TASK PROMPT: Each entry below has to be written out again exactly.

[Opening DATA TO PROCESS section]

Issue #20, opened 2016-02-03
Price overrides compatibility with per-item priced Bundles/Composites/MnM


franticpsyx:
ref: https://github.com/Prospress/woocommerce-subscribe-to-all-the-things/pull/13#issuecomment-176881998

franticpsyx:
Added to the 1.1 milestone.

franticpsyx:
Task list:

- Integrate with Bundles/Composites front-end app to obtain up-to-date price-overridden totals and display them next to each SATT sub option.
- Ensure that when a single SATT scheme exists and the "Force Sub" option is checked, all product prices will be overridden on the server side before loading the page. In the case of CP, some additional work is required to ensure that prices in ajax `show_composited_product` requests are filtered.
- Ensure price html strings are correct.


To make all this easier, all price-related functions will be ported into a new class whose purpose will be to handle price overrides / discounts. Some work on the CP / PB side will also be needed to ensure that the JS apps can return totals based on custom price inputs.

PR #41, opened 2016-06-03
Issue #20: Price overrides compatibility with per-item priced Bundles/Composites

franticpsyx:
Creating this to keep track of progress in relation to #20 

New code includes:

- A front-end script to integrate with the front-end Bundles and Composites scripts - this has the purpose of updating the totals displayed next to SATT options based on parameters added to the options markup in a `data` attribute.
- Some hooks in `class-wcsatt-integrations.php`, which mainly help with the case of having 1 satt scheme with the force-subscription option enabled. In this case, all price discounts / overrides should be applied on the server side when loading the product, since we have no options to show to the user. When multiple options exist, the displayed prices and totals calculations (apart from the html price string shown in the product summary) are displayed / carried out as usual. However, if there are SATT options with price overrides, we are including dynamically updated price-html totals based on the associated discounts.

The rest is mainly refactoring of the price overriding logic to allow more complex integrations. Most of the logic is now located in a separate class, `class-wcsatt-scheme-prices.php`.

There is still a lot of testing to do and some pending work in relation to CP support - more specifically, when loading Component Options details via ajax and the Composite only has a single SATT scheme with the "Force Sub" option enabled, we need to ensure that prices in the returned data have been filtered according to the settings of the sub scheme attached on the Composite.

Additionally, I have found some minor issues with Add-ons attached on composited/bundled products.


franticpsyx:
@seb86 Thank you, Seb!

Note this won't work until new versions for both CP and PB are available!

[Closing DATA TO PROCESS section]

EXERCISE RESULT:
Issue #20, opened 2016-02-03
Price overrides compatibility with per-item priced Bundles/Composites/MnM


franticpsyx:
ref: https://github.com/Prospress/woocommerce-subscribe-to-all-the-things/pull/13#issuecomment-176881998

franticpsyx:
Added to the 1.1 milestone.

franticpsyx:
Task list:

- Integrate with Bundles/Composites front-end app to obtain up-to-date price-overridden totals and display them next to each SATT sub option.
- Ensure that when a single SATT scheme exists and the "Force Sub" option is checked, all product prices will be overridden on the server side before loading the page. In the case of CP, some additional work is required to ensure that prices in ajax `show_composited_product` requests are filtered.
- Ensure price html strings are correct.


To make all this easier, all price-related functions will be ported into a new class whose purpose will be to handle price overrides / discounts. Some work on the CP / PB side will also be needed to ensure that the JS apps can return totals based on custom price inputs.

PR #41, opened 2016-06-03
Issue #20: Price overrides compatibility with per-item priced Bundles/Composites

franticpsyx:
Creating this to keep track of progress in relation to #20 

New code includes:

- A front-end script to integrate with the front-end Bundles and Composites scripts - this has the purpose of updating the totals displayed next to SATT options based on parameters added to the options markup in a `data` attribute.
- Some hooks in `class-wcsatt-integrations.php`, which mainly help with the case of having 1 satt scheme with the force-subscription option enabled. In this case, all price discounts / overrides should be applied on the server side when loading the product, since we have no options to show to the user. When multiple options exist, the displayed prices and totals calculations (apart from the html price string shown in the product summary) are displayed / carried out as usual. However, if there are SATT options with price overrides, we are including dynamically updated price-html totals based on the associated discounts.

The rest is mainly refactoring of the price overriding logic to allow more complex integrations. Most of the logic is now located in a separate class, `class-wcsatt-scheme-prices.php`.

There is still a lot of testing to do and some pending work in relation to CP support - more specifically, when loading Component Options details via ajax and the Composite only has a single SATT scheme with the "Force Sub" option enabled, we need to ensure that prices in the returned data have been filtered according to the settings of the sub scheme attached on the Composite.

Additionally, I have found some minor issues with Add-ons attached on composited/bundled products.


franticpsyx:
@seb86 Thank you, Seb!

Note this won't work until new versions for both CP and PB are available!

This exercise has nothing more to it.